"Sexuality and Ordination (Part 3): How to Stay Together When We Disagree"

by Robert G. Bruce

from the pulpit of the First Presbyterian Church, Austin, Texas

May 4, 1997

I Corinthians 3 (selections)

[Moderator's Note: Part I of the sermon series was given on April 20, 1997, Part II on April 27, 1997.]


Today I finish a three-part series of sermons that have been motivated by the recent change in the constitution of the PC(USA). The change is in the form of Amendment B, which says, in part, that "those called to office in the church.... are to live either in fidelity within the covenant of marriage between a man and a woman or chastity in singleness." The aspect of this that has received the most attention is that this amendment cuts off the possibility of church leadership for homosexual persons who live out that orientation. Though some have thought that this vote ends the discussion and disagreements in the church, of course, it does not. For we continue with the reality of who we are as people and as congregations; we continue as people who have profound differences about the meaning and consequences of this action of our church.

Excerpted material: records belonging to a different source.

PR #495, opened 2019-02-22
Sqlite shredding

dhil:
Update of #492.


fehrenbach:
I think what James had in mind was just to add something like `supports_shredding : unit -> bool` to the `database` virtual class in `value.ml`. The implementations could be `const true`, or `const false`, or actually opening a connection and asking the database for its version, or some other feature detection.

jamescheney:
Yeah.  I hadn't thought that far ahead, just was thinking that the check whether enough of SQL:1999 is supported could be done once, when we initialize the database driver/connection.

core/evalir.ml
```diff
@@ -673,29 +673,34 @@ struct
...
-                 EvalNestedQuery.Shred.pmap EvalNestedQuery.Stitch.build_stitch_map raw_results in
-                 apply_cont cont env
-                 (EvalNestedQuery.Stitch.stitch_mapped_query mapped_results)
-             end
-         end
+         match EvalNestedQuery.compile_shredded env (range, e) with
+         | None -> computation env cont e
+         | Some (db, p) ->
+            try
+              let driver = db#driver_name () in
```
jamescheney: I'd like if we could push the knowledge of whether a database supports shredding into the db object, so that when/if we add other database drivers (or support shredding for mysql) we don't have to keep changing this line of code to have more hard-wired constants.

core/evalir.ml
```diff
@@ -673,29 +673,34 @@ struct
...
+                   in
+                   let execute_shredded_raw (q, t) =
+                     Database.execute_select_result (get_fields t) q db, t in
+                   let raw_results =
+                     EvalNestedQuery.Shred.pmap execute_shredded_raw p in
+                   let mapped_results =
+                     EvalNestedQuery.Shred.pmap EvalNestedQuery.Stitch.build_stitch_map raw_results in
+                   apply_cont cont env
+                     (EvalNestedQuery.Stitch.stitch_mapped_query mapped_results)
+              else raise Not_found (* Static exception. *)
```
jamescheney: I do not understand the rationale for this control flow.  Why isn't
```
try (if M then N else raise exn) with Exn -> P
```
equivalent to 
```
if M then N else P
```

??

dhil: Oh yes, it is. I experimented with something more general; I forgot to remove the `try`.

jamescheney: OK.  I don't understand how this commit (699929b) improves matters though.  Also, GitHub user "jcheney" is not me.

jamescheney: Oh wait, that commit is from 4 hours ago, it looks like you haven't actually changed anything since my review.

dhil:
I think this implements everything but the version check. I am not quite sure how you want to reliably detect the version number of the database system.

fehrenbach:
> I am not quite sure how you want to reliably detect the version number of the database system.

`select sqlite_version();` should do for SQLite. MySQL probably has something similar.

jamescheney:
I'm offline until Monday and not terribly worried about the version check (as long as the needed versions are documented somewhere), as long as the abstraction is there I'm happy. Will try to check over as soon as I can.

dhil:
Postgresql
```
> SELECT version();
                                                            version                                                            
-------------------------------------------------------------------------------------------------------------------------------
 PostgreSQL 10.6 (Ubuntu 10.6-0ubuntu0.18.04.1) on x86_64-pc-linux-gnu, compiled by gcc (Ubuntu 7.3.0-16ubuntu3) 7.3.0, 64-bit
(1 row)
```
SQLite3
```
sqlite> select sqlite_version ();
3.22.0
```
MySQL (Mariadb)
```
MariaDB [(none)]> SELECT version();
+----------------------------------+
| version()                        |
+----------------------------------+
| 10.1.38-MariaDB-0ubuntu0.18.04.1 |
+----------------------------------+
1 row in set (0.00 sec)
```

So it would be easy to "parse" the version number for SQLite3, and we might be able to parse the MySQL version number using a regexp like "^[0-9]+\.[0-9]+\.[0-9]+". I suppose there is no need to try to parse the PostgreSQL version number as the postgres driver "always" had support for shredding.

database/sqlite3-driver/lite3_database.ml
```diff
@@ -81,14 +82,39 @@ end
...
+       let stmt = prepare connection "SELECT sqlite_version()" in
+       let result = new lite3_result stmt in
+       match result#status with
+       | `QueryOk ->
+          let version = result#getvalue 0 0 in
+          let is_number str =
+            Str.string_match (Str.regexp "^[0-9]+$") str 0
+          in
+          begin match Str.split (Str.regexp "[0-9]\\.") version with
+          | major :: minor :: _ when is_number major && is_number minor ->
```
jamescheney: This looks fine, but given that different databases have their own idiosyncratic way of reporting versions, it may be a pain to maintain.  If so I'm also happy with just having a hardwired true/false constant per driver and we just document the needed versions.

dhil: Indeed, that is I have opted for the conservative option. If the version number is not recognisable, then the driver will report that it does not support shredding. I suppose, we can improve this in the future.

PR #496, opened 2019-02-25
Polymorphic variants - further cleanup

jstolarek:
Who's ready for a second round of removing polymorphic variants? :-)

I redefined `primitive` and `constant` as ordinary variants because that would help in what I'm currently doing. Changes follow the previous pattern of putting a type into its own module in `CommonTypes`.

I also believe that we could easily redefine IR datatype definitions in ir.ml to be ordinary variants, but since I'm not working with the IR at the moment I am not really motivated to do that now.


frank-emrich:
> I also believe that we could easily redefine IR datatype definitions in ir.ml to be ordinary variants, but since I'm not working with the IR at the moment I am not really motivated to do that now.

Do you mean changing the types in types.ml or creating a separate set of type definitions, exclusively used by the IR?

The types in types.ml are not just used by the IR, but also by the frontend typechecker. Changing them to normal variant types will be tricky since `meta_type_var_basis` and `meta_row_var_basis` are one of the few types where I know that we actually rely on them being polymorphic variants.

On the other hand, creating a separate set of type definitions representing only the IR types has been floating around as an idea for some time, but would probably require some serious refactoring and re-creating many of the corresponding helpers (e.g., type instantiation, projection, row manipulation, etc).

jstolarek:
@frank-emrich, I was thinking about definitions in `ir.ml`, not `types.ml`.

```OCaml
type value =
  [ `Constant of constant
  | `Variable of var
  | `Extend of (value name_map * value option)
  | `Project of (name * value)
  | `Erase of (name_set * value)
  | `Inject of (name * value * Types.datatype)

  | `TAbs of tyvar list * value
  | `TApp of value * tyarg list

  | `XmlNode of (name * value name_map * value list)
  | `ApplyPure of (value * value list)

  | `Closure of var * tyarg list * value

  | `Coerce of (value * Types.datatype)
  ]
and tail_computation =
  [ `Return of (value)
  | `Apply of (value * value list)
  (* | `ApplyClosure of (value * value list) *)

  | `Special of special

  | `Case of (value * (binder * computation) name_map * (binder * computation) option)
  | `If of (value * computation * computation)
  ]
and fun_def = binder * (tyvar list * binder list * computation) * binder option * location
and binding =
  [ `Let of binder * (tyvar list * tail_computation)
  | `Fun of fun_def
  | `Rec of fun_def list
  | `Alien of (binder * name * language)
  | `Module of (string * binding list option) ]
and special =
  [ `Wrong of Types.datatype
  | `Database of value
  | `Lens of value * Types.lens_sort
  | `LensDrop of value * string * string * value * Types.lens_sort
  | `LensSelect of value * Types.lens_phrase * Types.lens_sort
  | `LensJoin of value * value * string list * Types.lens_phrase * Types.lens_phrase * Types.lens_sort
  | `LensGet of value * Types.datatype
  | `LensPut of value * value * Types.datatype
  | `Table of (value * value * value * (Types.datatype * Types.datatype * Types.datatype))
  | `Query of (value * value) option * computation * Types.datatype
  | `Update of (binder * value) * computation option * computation
  | `Delete of (binder * value) * computation option
  | `CallCC of (value)
  | `Select of (name * value)
  | `Choice of (value * (binder * computation) name_map)
  | `Handle of handler
  | `DoOperation of (name * value list * Types.datatype) ]
and computation = binding list * tail_computation
and effect_case = binder * binder * computation
and handler = {
    ih_comp: computation;
    ih_cases: effect_case name_map;
    ih_return: binder * computation;
    ih_depth: handler_depth;
}
and handler_depth = [`Deep of (binder * value) list | `Shallow]
  [@@deriving show]
```

This looks like an easy change.

frank-emrich:
Ahh, sorry, I thought you meant the OCaml types representing the IR types. But you're right, the type definitions in ir.ml look like they can be transformed easily.

frank-emrich:
I've looked at doing the transformation for the types in ir.ml. It's pretty annoying to do, since multiple other places (queries, lenses, the JS translator, values) define their own datatypes with similar constructors. I volunteer to do the translation for the IR, you have suffered enough in the frontend ;)

We should just make sure not to step on each other's toes there. I'll start once this PR is through and you don't have any other outstanding variant refactorings.

jstolarek:
> It's pretty annoying to do, since multiple other places (queries, lenses, the JS translator, values) define their own datatypes with similar constructors.

Yes, that is a common thing across the whole Links source code. For most of the time I left these datatypes unchanged and left them for a future refactoring. But use your best judgement of course.

This PR is now merged, so you can start with IR refactoring. Unless you are willing to wait a day or two so that we can fix #493 first. I checked and it looks that two largest pieces of work being done now (module system, MVU framework) won't be affected by this.

PR #497, opened 2019-02-25
Properly escape carriage returns.

SimonJF:
Before, carriage returns weren't escaped (and the escaping code wasn't extensible). Now, there's a slightly nicer way of doing substitutions, and carriage returns are handled properly.


dhil:
What about using [`Str.quote`](https://caml.inria.fr/pub/docs/manual-ocaml/libref/Str.html) instead?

By the way, so that the process by which this happened won't be a complete mystery to you, let me give you a little Presbyterian polity discourse. Amendment B now becomes part of our constitution, which functions in many ways just like the constitution of the United States. Amendment B started out as an overture from one of the 172 Presbyteries in the United States. That overture came before the commissioners to the General Assembly in the summer of 1996 when they met in Albuquerque. It was debated and it passed.

In our system of government it then had to be submitted to the vote of our 172 Presbyteries where it required a simple majority of 87 to be passed; the latest figures that I have are these: 97 Presbyteries voted yes; 73 voted no; one took no action. The popular vote (commissioner totals) is 13,238 yes and 12,442 no; 51% to 49%. Seldom in any Presbytery was the margin very large one way or another. Mission Presbytery, of which this congregation is a part, voted no by a margin of 219 to 163. In our system of government this was never a matter for congregational vote, though we have obviously had many discussions about it.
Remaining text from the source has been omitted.